Noch keine Entscheidung

Dauerhafte Waffenruhe? Israel lässt sich Zeit 

Tel Aviv - Israel hat nach Worten eines Ministers noch keine Entscheidung über den ägyptischen Vermittlungsvorschlag zu einer dauerhaften Waffenruhe im Gaza-Krieg getroffen.

Kommunikationsminister Gilad Erdan von der regierenden Likud-Partei sagte dem israelischen Rundfunk am Sonntag, der Vorschlag enthalte mehrere „problematische Paragraphen“.
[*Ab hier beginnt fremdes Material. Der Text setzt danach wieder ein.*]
PR #3548, opened 2025-01-10
[python] Handle string metadata with `NULL` bytes

XanthosXanthopoulos:
Python string representation doesn't include a null byte thus strings like `\x00` are possible. Passing such string down to C++ causes issues when using `char*`. 

Additionally when converting an empty string from python to a byte array, `numpy` adds a `NULL` byte. This is not the case when the string is not empty even when the dtype specified is `zero-terminated bytes`.

Reading an empty string metadata entry from a TileDB Array returns a `NULL` data pointer but the value size is 1 which when converted to a python string results in `\x00` string.

[[sc-61094](https://app.shortcut.com/tiledb-inc/story/61094/python-metadata-keys-with-value-x00-saved-as-empty-string), [sc-61093](https://app.shortcut.com/tiledb-inc/story/61093/python-writing-zero-length-string-into-metadata-value-incorrectly-stores-length-1-string-containing-ascii-0)]

### DIFF
--- a/apis/python/src/tiledbsoma/common.cc
+++ b/apis/python/src/tiledbsoma/common.cc
@@ -79,6 +79,15 @@ std::unordered_map<std::string, tiledb_datatype_t> _np_name_to_tdb_dtype = {
     {"bool", TILEDB_BOOL},
 };
 
+void sanitize_string(const std::string data) {
+    for (auto& byte : data) {
+        if (static_cast<uint8_t>(byte) == 0) {
+            throw TileDBSOMAError(
+                "[sanitize_string] String contains NULL bytes");
+        }
+    }
+}
+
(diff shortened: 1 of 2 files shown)


bkmartinjr (changes requested):
Recommend enhancing the key/value unit tests to also include unicode code points that are outside of ASCII values.

I am also unsure why we are disallowing Unicode strings containing the Unicode NULL codepoint (U+0000). Python and most (all?) Unicode string implementations seem to support this.  Is this a TileDB Core limitation?

XanthosXanthopoulos:
TileDB Core is not limiting metadata values to UTF-8. Enabling support for UTF-16 and UTF-32 can be done in Python and R respectively since it is a byte encoding issue primarily.

XanthosXanthopoulos:
Merged as part of #3558

PR #3558, opened 2025-01-12
[python] Add Unicode metadata support 

XanthosXanthopoulos:
A follow-up PR to #3548 that adds support for Unicode metadata. 

UTF-8 support is not enough to store 1D numpy string arrays because Unicode arrays are by default UTF-32 encoded and can contain NULL bytes. 

Additionally improved robustness of metadata writing by attempting to write all modifications and collecting errors throughout the process and raising an exception cumulative at the end, rather than throwing midway. 

[sc-61687](https://app.shortcut.com/tiledb-inc/story/61687/python-add-unicode-metadata-support)

### DIFF
--- a/apis/python/src/tiledbsoma/_tdb_handles.py
+++ b/apis/python/src/tiledbsoma/_tdb_handles.py
@@ -20,7 +20,6 @@ from typing import (
     List,
     Mapping,
     MutableMapping,
-    MutableSequence,
     Sequence,
     Tuple,
     Type,
@@ -811,7 +810,7 @@ class MetadataWrapper(MutableMapping[str, Any]):
             return
         # Only try to get the writer if there are changes to be made.
 
-        errors: MutableSequence[Exception] = []
+        errors: list[Exception] = []
         for key, mod in self._mods.items():
             try:
                 if mod in (_DictMod.ADDED, _DictMod.UPDATED):
--- a/apis/python/src/tiledbsoma/_tdb_handles.py
+++ b/apis/python/src/tiledbsoma/_tdb_handles.py
@@ -20,6 +20,7 @@ from typing import (
     List,
     Mapping,
     MutableMapping,
+    MutableSequence,
     Sequence,
     Tuple,
     Type,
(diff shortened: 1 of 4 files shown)


apis/python/src/tiledbsoma/common.cc
```diff
@@ -135,7 +135,7 @@ tiledb_datatype_t np_to_tdb_dtype(py::dtype type) {
     if (kind.is(py::str("S")))
         return TILEDB_STRING_ASCII;
     if (kind.is(py::str("U")))
-        return TILEDB_STRING_UTF8;
+        return TILEDB_STRING_UTF32;
```
johnkerl, line 138: This looks weird and it looks wrong -- even though it isn't -- please add a clear comment why we need to do this for multi-package API compliance.

apis/python/src/tiledbsoma/common.cc
```diff
@@ -229,7 +241,49 @@ void set_metadata(
     if (value_buffer.ndim != 1)
         throw py::type_error("Only 1D Numpy arrays can be stored as metadata");
 
-    auto value_num = is_tdb_str(value_type) ? value.nbytes() : value.size();
+    auto value_num = is_tdb_str(value_type) ?
```
bkmartinjr, line 244: is it ever possible for value_type to be `== UTF8`?  UTF8 can have a variable number of bytes per character, so this will probably act strangely....

In theory, it would also be possible for numpy to generate an array with UTF-16 and other types.  Suggest either checking/throwing if you get an unexpected type, or adding tests and explicit handling.

bkmartinjr (changes requested):
Recommend a bit more error checking in the C++ code (just defensive checks for unexpected types), and some additional tests for native numpy types that could easily occur in real-world usage

XanthosXanthopoulos:
A few changes are introduces with the latest commit. All string are standardized to be UTF-8 encoded by passing the encoded byte array directly and not allowing numpy to do the encoding. This however introduced issues when trying to store `bytes` which are now handled differently and encoded as a `void` numpy array.

apis/python/src/tiledbsoma/_tdb_handles.py
```diff
@@ -809,21 +810,33 @@ def _write(self) -> None:
             # There were no changes (e.g., it's a read handle).  Do nothing.
             return
         # Only try to get the writer if there are changes to be made.
+
+        errors: MutableSequence[Exception] = []
```
bkmartinjr, line 814: just a style comment:  if it is coded as a list (ie., `= []`), why declare a looser type.  Better just to define the type as `list[Exception]` and take advantage of stronger type checking

apis/python/tests/test_metadata.py
```diff
@@ -188,6 +188,11 @@ def non_soma_metadata(obj) -> Dict[str, Any]:
         1.00000001,
         -3.1415,
         "",
+        "\x00",
```
bkmartinjr, line 191: Need to add params that test the `TILEDB_BLOB` code path as well.

Although looking at the code, I can't see how you would ever get a TILED_BLOB value_type in set_metadata. From what I can see, only the metadata read path will ever see this type (so that would require using TileDB-Py to set some metadata, and then confirm it reads correctly as a python bytes object).

apis/python/src/tiledbsoma/common.cc
```diff
@@ -229,7 +251,43 @@ void set_metadata(
     if (value_buffer.ndim != 1)
         throw py::type_error("Only 1D Numpy arrays can be stored as metadata");
 
-    auto value_num = is_tdb_str(value_type) ? value.nbytes() : value.size();
+    auto value_num = (is_tdb_str(value_type) || value_type == TILEDB_BLOB) ?
```
bkmartinjr, line 254: I may be missing something, but how would you ever get a TILEDB_BLOB at this point?  The `np_to_tdb_dtype()` code doesn't look like it will ever generate that type.

bkmartinjr (commented):
the UTF-8 code looks great.  Couple of open questions about blob/bytes:
* is this used in the set_metadata path?
* If so, can we test it?

apis/python/tests/test_metadata.py
XanthosXanthopoulos: That is correct. Blob type metadata are read only and need to be written in some other way.

bkmartinjr: How would you feel about using `tiledb` to write one for testing?   Probably requires a broader discussion, as it would introduce a new package dependency (for test only), along with the issue of keeping their Core versions in sync, etc.

I don't think it is worth holding up this PR for the test.  But I'm a big fan of testing all the branches :-)

@johnkerl - any views on the relative cost/benefit of reintroducing tiledb-py dependency for test?

bkmartinjr (approved):
Marking as approved, with the caveats:
* one style issue in _tdb_handles
* open question about how we can test the BLOB path in set_metadata

apis/python/src/tiledbsoma/common.cc
XanthosXanthopoulos: Correct, I will remove it.

apis/python/tests/test_metadata.py
johnkerl: @bkmartinjr sorry, I just now saw this comment

Let's discuss internally please

PR #3563, opened 2025-01-15
[python] Set `soma_joinid` to always be an index column in the `PointCloudDataFrame` class

jp-dark:
**Issue and/or context:** [sc-61690](https://app.shortcut.com/tiledb-inc/story/61690/add-soma-joinid-back-to-pointclouddataframe)

**Changes:**
This changes the `soma_joinid` to be an `index_column` in the `PointCloudDataFrame`. The initial implementation allowed `soma_joinid` to be an optional column. It was then dropped. Work on querying between observations/measurements and spatial data has motivated adding it back to improve querying by `obs_id` and `var_id`.


apis/python/src/tiledbsoma/_point_cloud_dataframe.py
```diff
@@ -184,9 +185,12 @@ def create(
         else:
             ndom = len(soma_domain)
             nidx = len(index_column_names)
+            # Allow use to set domain for just spatial dimensions. Use default for
```
XanthosXanthopoulos, line 188: Is this a TODO item?

jp-dark: It's something I added and removed. Looks like I forgot to remove the comment.

PR #3565, opened 2025-01-15
[python] Throw error in `SOMAVFSFilebuf.open` on file-not-found

nguyenv:
**Issue and/or context:**

[[sc-61909](https://app.shortcut.com/tiledb-inc/story/61909/misleading-error-message-in-soma-ingestor-when-input-file-is-not-found)]

**Changes:**

Fix misleading error by throwing an explicit error in `SOMAVFSFilebuf.open` if the file does not exist.

### DIFF
--- a/apis/python/src/tiledbsoma/soma_vfs.cc
+++ b/apis/python/src/tiledbsoma/soma_vfs.cc
@@ -106,7 +106,12 @@ void load_soma_vfs(py::module& m) {
         .def(
             "open",
             [](SOMAVFSFilebuf& buf, const std::string& uri) {
-                return buf.open(uri, std::ios::in);
+                auto fb = buf.open(uri, std::ios::in);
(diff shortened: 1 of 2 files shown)


apis/python/src/tiledbsoma/soma_vfs.cc
```diff
@@ -106,7 +106,12 @@ void load_soma_vfs(py::module& m) {
         .def(
             "open",
             [](SOMAVFSFilebuf& buf, const std::string& uri) {
-                return buf.open(uri, std::ios::in);
+                auto fb = buf.open(uri, std::ios::in);
+                if (fb == nullptr) {
+                    TPY_ERROR_LOC(
+                        std::format("URI {} is not a valid file", uri));
```
johnkerl, line 112:
```suggestion
                        std::format("URI {} is not a valid URI", uri));
```

Issue #2879, opened 2024-08-12
[c++] Dictionary columns do not read back correctly when passed `timestamp`


nguyenv:
**Describe the bug**
When writing a dictionary column at a given `timestamp`, we cannot readback at the same `timestamp`. This issue is in libtiledbsoma and affects both tiledbsoma-py and tiledbsoma-r.

**Background**
When we initially create our `ArraySchema`, the `Enumeration` values are empty. At the first write, we read what the dictionary values are from the passed-in Arrow column and use `ArraySchemaEvolution` to add the values by extending the enumeration. Currently we always evolve the schema at the current timestamp as the C++ API does not contain a setter for the timestamp. This means reading an array with enumerations at a given timestamp errors out 'unexpectedly' (see code below).

**To Reproduce**
```
import tiledbsoma as soma
import pyarrow as pa
import pandas as pd
import tempfile

with tempfile.TemporaryDirectory() as uri:
    asch = pa.schema([("foo", pa.dictionary(pa.int8(), pa.large_string()))])
    soma.DataFrame.create(uri, schema=asch, tiledb_timestamp=1).close()

    pydict = {}
    pydict["soma_joinid"] = [0, 1, 2]
    pydict["foo"] = pd.Series(['a', 'b', 'a'], dtype='category')
    rb = pa.Table.from_pydict(pydict)

    with soma.DataFrame.open(uri, "w", tiledb_timestamp=2) as sdf:
        sdf.write(rb)

    pydict = {}
    pydict["soma_joinid"] = [3, 4]
    pydict["foo"] = pd.Series(['b', 'b'], dtype='category')
    rb = pa.Table.from_pydict(pydict)
                              
    with soma.DataFrame.open(uri, "w", tiledb_timestamp=3) as sdf:
        sdf.write(rb)

    with soma.DataFrame.open(uri) as sdf:
        table = sdf.read().concat()
        print(table)

    with soma.DataFrame.open(uri, tiledb_timestamp=1) as sdf:
        table = sdf.read().concat()
        print(table)
        
    with soma.DataFrame.open(uri, tiledb_timestamp=2) as sdf:
        table = sdf.read().concat()
        print(table)

    with soma.DataFrame.open(uri, tiledb_timestamp=3) as sdf:
        table = sdf.read().concat()
        print(table)
```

Die Armee müsse weiterhin die Möglichkeit haben, auf jeden Beschuss aus dem Gazastreifen zu reagieren, betonte Erdan. Eine fünftägige Waffenruhe im Gaza-Krieg endet am Montagabend um 23 Uhr MESZ. Unterhändler Israels und der Palästinenser wollten am Sonntag in Kairo ihre indirekten Gespräche über eine Eindämmung der Gewalt fortsetzen.

Die radikal-islamische Hamas lehnt den ägyptischen Vorschlag in seiner gegenwärtigen Form ab und fordert Änderungen. Palästinenserpräsident Mahmud Abbas von der gemäßigteren Fatah betonte bei einer Sitzung am Samstagabend in Ramallah, die ägyptische Initiative bleibe die einzige Möglichkeit zu einer Lösung der Krise. Das Wichtigste sei gegenwärtig, die Kämpfe, das Blutvergießen und die Zerstörung im Gazastreifen zu beenden, sagte Abbas nach Angaben der palästinensischen Nachrichtenagentur „Wafa“.

Erneute Verhandlungen in Kairo beginnen

Vertreter Israels und der Palästinenser haben am Sonntag ihre Verhandlungen über eine dauerhafte Waffenruhe im Gazastreifen wieder aufgenommen. Die indirekten Gespräche hätten begonnen, sagte ein Palästinenservertreter in Kairo. Ein Einigungsvorschlag der ägyptischen Vermittler fand am Wochenende nur bei Palästinenserpräsident Mahmud Abbas klare Zustimmung. Israel und die bewaffneten Palästinensergruppen im Gazastreifen erhoben dagegen Einwände.

In einem Entwurf für ein dauerhaftes Waffenstillstandsabkommen, der der Nachrichtenagentur AFP vorlag, schlugen die ägyptischen Vermittler zuletzt vor, sich zunächst auf eine Lockerung der Restriktionen im Güter- und Personenverkehr zu einigen. Dazu gehört auch eine Ausweitung der Fischereizone und die Reduzierung der Pufferzone entlang der Grenzen. Die von Abbas geleitete Autonomiebehörde soll bei der Umsetzung die zentrale Rolle spielen. Die Diskussion über den Bau eines Handelshafens, über die Freilassung von Gefangenen und über eine Abrüstung im Gazastreifen solle dagegen um einen Monat vertagt werden.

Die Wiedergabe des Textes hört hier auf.